> _Problem to solve_: Each entry has to be copied exactly, with nothing missed.

(Dataset entries)
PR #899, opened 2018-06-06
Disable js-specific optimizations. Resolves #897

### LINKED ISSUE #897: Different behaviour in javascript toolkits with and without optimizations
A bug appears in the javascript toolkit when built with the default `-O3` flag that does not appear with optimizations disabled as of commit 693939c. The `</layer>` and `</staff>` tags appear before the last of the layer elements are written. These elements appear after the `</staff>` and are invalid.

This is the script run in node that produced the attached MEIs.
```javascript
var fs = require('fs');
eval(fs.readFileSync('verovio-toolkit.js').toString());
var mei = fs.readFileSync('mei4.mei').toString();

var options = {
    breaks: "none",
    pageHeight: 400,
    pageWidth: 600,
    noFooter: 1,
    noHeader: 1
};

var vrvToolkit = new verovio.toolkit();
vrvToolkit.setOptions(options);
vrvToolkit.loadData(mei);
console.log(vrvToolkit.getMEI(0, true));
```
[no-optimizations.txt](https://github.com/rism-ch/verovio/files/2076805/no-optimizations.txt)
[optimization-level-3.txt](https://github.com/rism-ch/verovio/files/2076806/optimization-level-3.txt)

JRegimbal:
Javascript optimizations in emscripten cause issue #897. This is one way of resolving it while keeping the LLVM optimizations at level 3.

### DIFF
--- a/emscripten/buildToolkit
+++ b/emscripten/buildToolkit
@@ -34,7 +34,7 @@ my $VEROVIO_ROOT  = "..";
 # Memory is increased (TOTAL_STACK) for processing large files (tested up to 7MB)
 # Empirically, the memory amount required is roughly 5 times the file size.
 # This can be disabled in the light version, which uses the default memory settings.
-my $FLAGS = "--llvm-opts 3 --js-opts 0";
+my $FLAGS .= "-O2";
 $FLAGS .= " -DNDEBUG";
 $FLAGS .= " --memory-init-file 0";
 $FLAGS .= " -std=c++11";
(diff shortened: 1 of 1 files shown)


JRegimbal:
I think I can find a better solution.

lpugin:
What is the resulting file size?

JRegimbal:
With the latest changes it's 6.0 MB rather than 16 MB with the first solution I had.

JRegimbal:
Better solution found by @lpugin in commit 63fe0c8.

> _Expected answer_:
PR #899, opened 2018-06-06
Disable js-specific optimizations. Resolves #897

### LINKED ISSUE #897: Different behaviour in javascript toolkits with and without optimizations
A bug appears in the javascript toolkit when built with the default `-O3` flag that does not appear with optimizations disabled as of commit 693939c. The `</layer>` and `</staff>` tags appear before the last of the layer elements are written. These elements appear after the `</staff>` and are invalid.

This is the script run in node that produced the attached MEIs.
```javascript
var fs = require('fs');
eval(fs.readFileSync('verovio-toolkit.js').toString());
var mei = fs.readFileSync('mei4.mei').toString();

var options = {
    breaks: "none",
    pageHeight: 400,
    pageWidth: 600,
    noFooter: 1,
    noHeader: 1
};

var vrvToolkit = new verovio.toolkit();
vrvToolkit.setOptions(options);
vrvToolkit.loadData(mei);
console.log(vrvToolkit.getMEI(0, true));
```
[no-optimizations.txt](https://github.com/rism-ch/verovio/files/2076805/no-optimizations.txt)
[optimization-level-3.txt](https://github.com/rism-ch/verovio/files/2076806/optimization-level-3.txt)

JRegimbal:
Javascript optimizations in emscripten cause issue #897. This is one way of resolving it while keeping the LLVM optimizations at level 3.

### DIFF
--- a/emscripten/buildToolkit
+++ b/emscripten/buildToolkit
@@ -34,7 +34,7 @@ my $VEROVIO_ROOT  = "..";
 # Memory is increased (TOTAL_STACK) for processing large files (tested up to 7MB)
 # Empirically, the memory amount required is roughly 5 times the file size.
 # This can be disabled in the light version, which uses the default memory settings.
-my $FLAGS = "--llvm-opts 3 --js-opts 0";
+my $FLAGS .= "-O2";
 $FLAGS .= " -DNDEBUG";
 $FLAGS .= " --memory-init-file 0";
 $FLAGS .= " -std=c++11";
(diff shortened: 1 of 1 files shown)


JRegimbal:
I think I can find a better solution.

lpugin:
What is the resulting file size?

JRegimbal:
With the latest changes it's 6.0 MB rather than 16 MB with the first solution I had.

JRegimbal:
Better solution found by @lpugin in commit 63fe0c8.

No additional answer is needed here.